Types of articles to be sold and service offered at Franchise Tax Board, 9675 Butterfield
Way, Sacramento, CA 95827.

The items that are to be sold in this attachment are in line with Governor’s policy for a
healthier California. This agency wants its employees and visitors to make an informed
choice for healthy, fresh-made food that looks and tastes great.

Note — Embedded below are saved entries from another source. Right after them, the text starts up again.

PR #389, opened 2019-02-09
setup redis caching provider

dabutvin:
- set up the service `config.caching.service()` as `memory` or `redis` and attach this one with the middleware
- plug in the cache in the definitionService
- use memorycache explicitly for github permissions
- compress the data going into redis with [pako](https://www.npmjs.com/package/pako)
- put 1hr default expiration on the memorycache


business/definitionService.js
```diff
@@ -190,6 +200,7 @@ class DefinitionService {
 
   async _store(definition) {
     await this.definitionStore.store(definition)
+    await this.cache.set(this._getCacheKey(definition.coordinates), definition)
```
jeffmcaffer: suggest putting the cache last. failing to put it in the cache would stop it going into the search which would be a functional problem (users could not find the definition). Failure to put it in the cache will just be a perf issue that should self-correct (if we add it when missing. see other comment above).

business/definitionService.js
```diff
@@ -63,7 +64,9 @@ class DefinitionService {
       const curation = this.curationService.get(coordinates, pr)
       return this.compute(coordinates, curation)
     }
-    const existing = force ? null : await this.definitionStore.get(coordinates)
+    const existing = force
+      ? null
+      : (await this.cache.get(this._getCacheKey(coordinates))) || (await this.definitionStore.get(coordinates))
```
jeffmcaffer: if it exists and is all ok and is not in the cache, do we want to add it? Otherwise, once something is ejected, it will never get back in and MRU will be broken

business/definitionService.js
```diff
@@ -498,7 +509,16 @@ class DefinitionService {
   _getDefinitionCoordinates(coordinates) {
     return Object.assign({}, coordinates, { tool: 'definition', toolVersion: 1 })
   }
+
+  _getCacheKey(coordinates) {
+    return (
+      'co_' +
```
jeffmcaffer: nit but as a clarity thing, the cache key should relate to the type of the value not the type of the key. So here perhaps `'def_'` rather than `'co_'` as this is the key used to store definitions in the flat cache namespace.

middleware/github.js
```diff
@@ -56,11 +56,11 @@ async function setupUserClient(req, token) {
 
 // Get GitHub user info and attach it to the request
 async function setupInfo(req, cacheKey, client) {
-  let info = await req.app.locals.cache.get(cacheKey)
+  let info = await options.cache.get(cacheKey)
```
jeffmcaffer: Looking at this now I wonder if the cache could/should be passed in explicitly rather than as part of `options`. I don't recall why it is not. Just feels odd. Everything else in options is really just data, not functional.

Concretely I'm suggesting that the factory function at the end take an additional arg which is the cache service to use (or a factory or options to use to create the cache). Not sure this is a huge deal.  Just sticks out a bit.

Also, if we are using the injected option, then we don't need the middleware. The middleware just adds `req.app.local.cache` but all uses of that are now using the injected options object.

middleware/githubConfig.js
```diff
@@ -4,19 +4,18 @@ const config = require('painless-config')
...
   org: config.get('AUTH_GITHUB_ORG') || 'clearlydefined',
-  timeouts: {
-    info: 10 * 60 // 10 mins
-  },
   permissions: {
     harvest: [config.get('AUTH_HARVEST_TEAM') || 'harvest-dev'],
     curate: [config.get('AUTH_CURATION_TEAM'), 'curation-dev']
-  }
+  },
+  cache: memoryCache({ defaultExpirationSeconds: 10 * 60 /* 10 mins */ })
```
jeffmcaffer: yeah, so down here (actually L23) perhaps we pass along the cache in addition to the declarative options rather than adding the cache into options.

providers/caching/redis.js
```diff
@@ -3,31 +3,48 @@
...
 
   async set(item, value, expirationSeconds) {
     if (typeof value !== 'string') value = objectPrefix + JSON.stringify(value)
-    await this._redisSet(item, value, 'EX', expirationSeconds)
+    const data = pako.deflate(value, { to: 'string' })
+    if (expirationSeconds) await this._redisSet(item, data, 'EX', expirationSeconds)
+    else await this._redisSet(item, data)
+  }
+
+  async delete(item) {
```
dabutvin: Need to implement this in memory cache

middleware/githubConfig.js
jeffmcaffer: `ttlSeconds` rather than `defaultExpirationSeconds`

providers/caching/memory.js
```diff
@@ -4,17 +4,21 @@
...
 
+  initialize() {}
+
   async get(item) {
     return this.cache.get(item)
   }
 
-  async set(item, value, expirationSeconds) {
-    this.cache.put(item, value, 1000 * expirationSeconds)
+  async set(item, value, expirationSeconds = null) {
```
jeffmcaffer: `ttlSeconds`?

providers/caching/memoryConfig.js
```diff
@@ -0,0 +1,10 @@
+// Copyright (c) Microsoft Corporation and others. Licensed under the MIT license.
+// SPDX-License-Identifier: MIT
+
+const memory = require('./memory')
+
+function serviceFactory() {
+  return memory({ defaultExpirationSeconds: 60 * 60 })
+}
+
+module.exports = serviceFactory
```
jeffmcaffer: memory.js can be its own factory. It already is one. Just need to add the default options in memory.js

providers/caching/redis.js
```diff
@@ -3,31 +3,48 @@
...
+    this._redisSet = util.promisify(this.redis.set).bind(this.redis)
+    this._redisDel = util.promisify(this.redis.del).bind(this.redis)
   }
 
   async get(item) {
     const cacheItem = await this._redisGet(item)
-    if (cacheItem && cacheItem.startsWith(objectPrefix)) {
+    if (!cacheItem) return null
+    const result = pako.inflate(cacheItem, { to: 'string' })
+    if (result.startsWith(objectPrefix)) {
```
jeffmcaffer: would invert the logic here to exit fast. 

```js
if (!result.startsWith(objectPrefix)) return result
```

providers/caching/redis.js
```diff
@@ -3,31 +3,48 @@
...
     }
-    return cacheItem
+    return result
   }
 
   async set(item, value, expirationSeconds) {
     if (typeof value !== 'string') value = objectPrefix + JSON.stringify(value)
-    await this._redisSet(item, value, 'EX', expirationSeconds)
+    const data = pako.deflate(value, { to: 'string' })
+    if (expirationSeconds) await this._redisSet(item, data, 'EX', expirationSeconds)
```
jeffmcaffer: with no expiration will they just monotonically fill up until the server stop or is there a more global MRU policy or some such?

business/definitionService.js
dabutvin: Ah right. It gets added when it is computed, but this needs to account for it being in the store, but not in cache. Good call

providers/caching/redis.js
dabutvin: The redis itself has a maxmemory policy to evict keys when there is pressure.

dabutvin:
thanks for going through this @jeffmcaffer 

want to take another look before we integrate?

The BEP vendor is not prohibited from augmenting the menu. These menu items can be
offered in all appropriate venues available to the vendor within the parameters set forth in
applicable codes and regulations. The BEP vendor may request a change in writing to
increase or reduce the level of goods and serviced defined herein based upon the needs
of the building population and marketability of certain products. Any such request for
change shall be approved in writing by the BEP.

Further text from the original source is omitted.